Identification of severe and non-severe COVID-19 cases at the proteomics level (A and C) The top 20 feature proteins in serum (A) or urine (C) proteomics data selected by random forest analysis and ranked by the mean decrease in accuracy. (B and D) The biological process involved in the top 20 urine (B) or serum (D) proteins were annotated by Gene Ontology (GO) database and visualized by the clusterProfiler R package. (E) Line chart shows the accuracy and AUC values of the 20 serum or urine models. The features in each model were selected from top n (number of feature) important variables in the serum and urine data. (F) Severity prediction value of 4 patients with COVID-19 at different urine sampling times. (G) Heatmap shows 301 proteins identified in both serum and urine with opposite expression patterns in different patient groups. The 301 proteins are a union of 257 proteins that are upregulated in serum but downregulated in urine and 44 proteins that are downregulated in serum but upregulated in urine. The relative intensity values of proteins were Z score normalized. (H and I) The relative abundance of LRP2(H) and CUBN (I) in urine. The y axis means the protein expression ratio by TMT-based quantitative proteomics.

Figure 3

Cytokines characterized in the urine and serum (A) Circos plot integrating the relative expression and cytokine-immune cell relationship of 234 cytokines and their receptors. Track 1, the outermost layer, represents 234 cytokines and their receptors, which are grouped into six classes. Track 2 shows the cytokines detected from our urine and/or serum proteomics data, as indicated by different colored dots. Tracks 3 and 6, cytokines from the urine or serum, with a cutoff of p < 0.05 when comparing healthy donors and non-severe and severe cases using one-way ANOVA, were regarded as statistically significant. Tracks 4 and 7 represent serum or urine cytokine abundance distribution in COVID-19 (includes non-severe and severe) group and healthy group. Tracks 5 and 8 represent serum or urine cytokine abundance distribution in severe and non-severe groups. Track 9, the inner circle, shows the immune cells related to each cytokine inferred by immuneXpresso. (B) Spearman’s rank correlation coefficients between serum or urine cytokines and immune cells. (C) Expression pattern of CXCL14 in the urine. (D) Lymphocyte count in healthy donors and COVID-19 cases.

Figure 4

Dysregulated proteins and metabolites in the serum and urine of patients with COVID-19 (A) Virus budding-related DEPs uniquely regulated in the urine were identified by untargeted TMT 16plex proteomics and confirmed by PRM. (B) Schematic diagram of the virus budding process. (C) The top 21 regulated proteins are ranked by the frequency with which they are enrolled in the overlapped 16 out of 20 pathways between the serum and the urine by ingenuity pathway analysis (IPA). (D) Schematic diagram of the dynamic balance of Rho GTPases.
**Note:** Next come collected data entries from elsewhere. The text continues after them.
PR #8217, opened 2026-08-05
Refactor Async Search Coordinator

jamesagnew:
The "async" search coordinator was reworked last year to no longer actually be asynchronous from the invoking HTTP client thread, but a lot of the surrounding infrastructure was not touched. This meant that a simple FHIR search had more database round trips than necessary (often quite a few for a simple search). This PR reworks the async search coordinator into a new "Cache Aware Search Service" which is very deliberate about avoiding unnecessary database round trips.


tadgh:
Formatting check succeeded!

hapi-fhir-jpaserver-base/src/main/java/ca/uhn/fhir/jpa/dao/BaseHapiFhirResourceDao.java
```diff
@@ -2398,26 +2396,8 @@ public IBundleProvider search(
 			cacheControlDirective.parse(theRequest.getHeaders(Constants.HEADER_CACHE_CONTROL));
 		}
 
-		IBundleProvider retVal = mySearchCoordinatorSvc.registerSearch(
+		return mySearchCoordinatorSvc.createNewSearch(
 				this, theParams, getResourceName(), cacheControlDirective, theRequest);
-
-		if (retVal instanceof PersistedJpaBundleProvider provider) {
```
jamesagnew, line 2404: Review note: This functionality has been moved to `BaseResourceReturningMethodBinding`

hapi-fhir-jpaserver-base/src/main/java/ca/uhn/fhir/jpa/search/exec/CacheAwareSearchSvcImpl.java
```diff
@@ -0,0 +1,158 @@
...
+import ca.uhn.fhir.rest.server.IPagingProvider;
+import jakarta.persistence.EntityManager;
+import org.springframework.beans.factory.annotation.Autowired;
+
+/**
+ * This service performs cache-aware searches. In other words, when executing a search
+ * it will check the {@link ISearchCacheSvc} for any existing cached searches, and if appropriate will store any results it finds back in the
+ * search cache.
+ */
+public class CacheAwareSearchSvcImpl implements ICacheAwareSearchSvc {
```
jmarchionatto: Looks like CacheAwareJpsSearchSvcImpl would be more appropriate, given the delegations

hapi-fhir-jpaserver-base/src/main/java/ca/uhn/fhir/jpa/search/exec/BaseCacheAwareJpaSearchBundleProvider.java
```diff
@@ -0,0 +1,1013 @@
...
+
+	public static final SearchCacheStatus CACHE_STATUS_BYPASS = SearchCacheStatus.builder()
+			.withCacheName("HapiFhirQueryCache")
+			.setStatus(SearchCacheStatus.SearchCacheStatusEnum.FWD_BYPASS)
+			.build();
+	private static final int SEARCH_EXPIRY_OFFSET_MINUTES = 10;
+	private static final Logger ourLog = LoggerFactory.getLogger(BaseCacheAwareJpaSearchBundleProvider.class);
+
+	/**
+	 * Adjust this to raise the level of the debuga logs if you are
```
jmarchionatto: debug(a) logs

hapi-fhir-jpaserver-base/src/main/java/ca/uhn/fhir/jpa/search/exec/BaseCacheAwareJpaSearchBundleProvider.java
```diff
@@ -0,0 +1,1013 @@
...
+				/*
+				 * If we've already fetched the exact range we want, we are done
+				 */
+				if (myCachedPidsFromMatchesAndIncludes.toIndex() == theToIndex) {
+					return myCachedPidsFromMatchesAndIncludes;
+				}
+
+				/*
+				 * If we've finished the search, and the currently fetched range has the same
+				 * start as the one we want, and the end exceeds the end of the fetched results,
```
jmarchionatto: Comment says the opposite of the code: ...and the end exceeds the end of the fetched results... -> `theToIndex <= myCachedPidsFromMatchesAndIncludes.toIndex()`  

Also, (assuming the code is right, not the comment) it is not clear why that cached result would be OK. What is goint to remove the excess IDs (those between theToIndex and myCachedPidsFromMatchesAndIncludes.toIndex()) from the result?

hapi-fhir-jpaserver-base/src/main/java/ca/uhn/fhir/jpa/search/exec/BaseCacheAwareJpaSearchBundleProvider.java
```diff
@@ -0,0 +1,1013 @@
...
+			}
+		}
+
+		/*
+		 * Ok, so we need to actually open a database transaction and perform the search. We do this in a loop to
+		 * defend against the case where multiple client threads are all fetching new pages of search results
+		 * concurrently (since they will all try to write new pages of results to the query cache, and only
+		 * one will succeed while the others fail with a constraint error.
+		 */
+		for (int i = 0; ; i++) {
```
jmarchionatto: Problems with this retry:  

1. It's a second retry loop stacked on an existing one. HapiTransactionService.doExecuteInTransaction already retries this, with proper backoff and jitter. Its default maxRetries is 0, so today the outer loop is normally the only active one — but register                             
   UserRequestRetryVersionConflictsInterceptor or send the retry header and you get nested retries: inner maxRetries × 6 outer attempts, each one re-executing a full search pass. The outer loop has no idea the inner one ran.

2. Fixed 500ms, no backoff, no jitter. This is precisely the lockstep-recollision problem jitter exists to prevent — N contending threads all wake at the same instant and collide again. The layer below it gets this right; this layer doesn't.

3. The retry path is untestable and untested. new SleepUtil() is constructed inline, so it can't be stubbed — SleepUtil's own javadoc says the instance methods exist "for easier mocking", and HapiTransactionService correctly holds it as an injectable field. Nothing in the repo greps for the "Constraint error while writing search results" message, so this branch has no coverage; exercising it costs 3 real seconds.

4. SleepUtil.sleepAtLeast busy-spins on interrupt: it restores the interrupt flag and then loops, so every subsequent Thread.sleep throws instantly. A cancelled request or a shutdown turns each retry into a 500ms hot spin plus an ERROR log per iteration — up to 2.5s of burn across 5   
   retries.

hapi-fhir-jpaserver-base/src/main/java/ca/uhn/fhir/jpa/search/exec/BaseCacheAwareJpaSearchBundleProvider.java
```diff
@@ -0,0 +1,1013 @@
...
+					searchBuilder,
+					myCompositeBroadcaster,
+					myFetchedResources);
+			SearchProgressTracker outcome;
+			try {
+				outcome = searchBuilder.performSearchForPids(
+						consumer, myParams, searchDetails, myRequestDetails, myRequestPartitionId);
+				consumer.firePreAccessHooksOnNewPids();
+			} catch (Exception e) {
+				SearchCoordinatorSvcImpl.markSearchAsFailedWithExceptionDetails(mySearchEntity, e);
```
jmarchionatto, line 549: Shouldn't rethrow retriable exceptions and only mark FAILED for terminal ones?

hapi-fhir-jpaserver-base/src/main/java/ca/uhn/fhir/jpa/search/exec/BaseCacheAwareJpaSearchBundleProvider.java
```diff
@@ -0,0 +1,1013 @@
...
+			myParams = extractSearchParameterMapFromSearchEntity();
+		}
+
+		/// If we have a `_count=summary` query, just calculate the count and return
+		if (SearchParameterMapCalculator.isWantOnlyCount(myParams)) {
+			if (mySearchEntity.getTotalCount() == null) {
+				Long countQuery = newSearchBuilder()
+						.createCountQuery(myParams, mySearchEntity.getUuid(), myRequestDetails, myRequestPartitionId);
+				mySearchEntity.setSearchParameterMap(myParams);
+				mySearchEntity.setTotalCount(Math.toIntExact(countQuery));
```
jmarchionatto: Same set has null check later(:595). Which is right?

hapi-fhir-jpaserver-base/src/main/java/ca/uhn/fhir/jpa/search/exec/BaseCacheAwareJpaSearchBundleProvider.java
```diff
@@ -0,0 +1,1013 @@
...
+				.addArgument(mySearchEntity.getNumFound())
+				.addArgument(mySearchEntity.getNumBlocked())
+				.log();
+
+		mySearchCacheSvc.save(mySearchEntity, myRequestPartitionId);
+		mySearchResultCacheSvc.storeResults(
+				mySearchEntity, previouslyFoundPids, foundPidsToStore, myRequestDetails, myRequestPartitionId);
+
+		int numberToReturn = theToIndex - theFromIndex;
+		while (pidsToReturn.size() > numberToReturn) {
```
jmarchionatto: suggestion: 
```
  if (pidsToReturn.size() > numberToReturn) {
      pidsToReturn.subList(numberToReturn, pidsToReturn.size()).clear(); 
  } 
```

hapi-fhir-jpaserver-base/src/main/java/ca/uhn/fhir/jpa/search/exec/BaseCacheAwareJpaSearchBundleProvider.java
```diff
@@ -0,0 +1,1013 @@
...
+		boolean deduplicateInDatabase;
+
+		List<Integer> thresholds = myStorageSettings.getSearchPreFetchThresholds();
+		int firstThreshold = thresholds.get(0);
+		int lastThreshold = thresholds.get(thresholds.size() - 1);
+
+		/*
+		 * If we're searching for the first page of results:
+		 *
+		 * - If the requested count is greater than the first threshold, just search
```
jmarchionatto, line 664: Why is this the case?  

This comment points to design details worth to be documented along with the code. I suggest a README at the search package level, pointed from different sections of the code. It would save a lot of dev time figuring out the design from the code, with dubious outcome.

(*) This could be the most important comment of this review!

hapi-fhir-jpaserver-base/src/main/java/ca/uhn/fhir/jpa/search/exec/CacheAwareJpaSearchBundleProviderFirstPage.java
```diff
@@ -0,0 +1,230 @@
...
+								myParams,
+								retVal.getResourceType(),
+								myRequestDetails,
+								myParams.toNormalizedQueryString(),
+								myRequestPartitionId);
+						if (cachedQueryOpt.isPresent()) {
+							retVal = cachedQueryOpt.get();
+
+							myCacheStatus = SearchCacheStatus.builder()
+									.withCacheName("HapiQueryCache")
```
jmarchionatto: Constant is warranted.

hapi-fhir-jpaserver-base/src/main/java/ca/uhn/fhir/jpa/search/exec/CacheAwareJpaSearchBundleProviderFirstPage.java
```diff
@@ -0,0 +1,230 @@
...
+						}
+					}
+				}
+			} else {
+				myCacheStatus = CACHE_STATUS_BYPASS;
+			}
+
+		} else {
+
+			/// If we get here, we're in a second transaction on the same IBundleProvidr instance. This
```
jmarchionatto: Why does `myCandidateSearchEntity == null` mean we're in a second transaction on the same IBundleProvider instance? 

Add ref to design README section.

hapi-fhir-jpaserver-base/src/main/java/ca/uhn/fhir/jpa/search/exec/StatelessJpaSearchSvcImpl.java
```diff
@@ -182,138 +171,157 @@ public IBundleProvider executeQuery(
...
 						compositeBroadcaster.callHooks(Pointcut.STORAGE_PREACCESS_RESOURCES, params);
-					}
 
-					for (int i = pids.size() - 1; i >= 0; i--) {
-						if (accessDetails.isDontReturnResourceAtIndex(i)) {
-							pids.remove(i);
+						for (int i = pids.size() - 1; i >= 0; i--) {
+							if (accessDetails.isDontReturnResourceAtIndex(i)) {
+								pids.remove(i);
+								loadedResources.remove(i);
```
jmarchionatto, line 206: How about an initial collections size match sanity check before indexed removal?

hapi-fhir-docs/src/main/resources/ca/uhn/hapi/fhir/changelog/8_14_0/8217-optimize-cache-aware-searching.yaml
```diff
@@ -0,0 +1,10 @@
+---
+type: perf
+issue: 8217
+title: "The 'async' search coordinator (used for cache-aware searching, which is generally
+   the default kind of search) was reworked last year to no longer actually be
```
jmarchionatto: I'm pretty sure this was several years ago, three at least.

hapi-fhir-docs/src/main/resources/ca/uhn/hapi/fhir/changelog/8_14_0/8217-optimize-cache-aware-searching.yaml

The imbalance affects the functional integrity of glomerular podocytes and results in renal damage. (E) DEPs and differentially expressed microRNAs (DEMs) were involved in the 10 KEGG pathways. (F) Schematic diagram of metabolites participating in the oxidative stress in COVID-19.

Figure 5

The hypothetic model of immune dysregulation and increased ROS that induces renal injuries in patients with severe COVID-19 (A) Pathways are displayed in square boxes, proteins are displayed in circles, while metabolites are displayed in hexagons. The Z score of the activity of a pathway is displayed as dots beside the respective pathway in a red (for serum) or blue (for urine) box, with its size representing the log₁₀(p value) of each pathway and its color representing the Z score value. Relative protein or metabolite expression is labeled beside the respective molecule. ^aRho, regulation of actin-based motility by Rho. (B) Serum DEPs involved in the acute phase response and leukocyte extravasation signaling. (C) Serum DEPs involved in the coagulation system. (D) Serum DEPs involved in the actin cytoskeleton and Rho signaling. (E) Urine DEPs involved in the ephrin receptor signaling, sphingosine-1-phosphate signaling, and adrenomedullin signaling. The relative expression values of proteins are shown in the pie chart.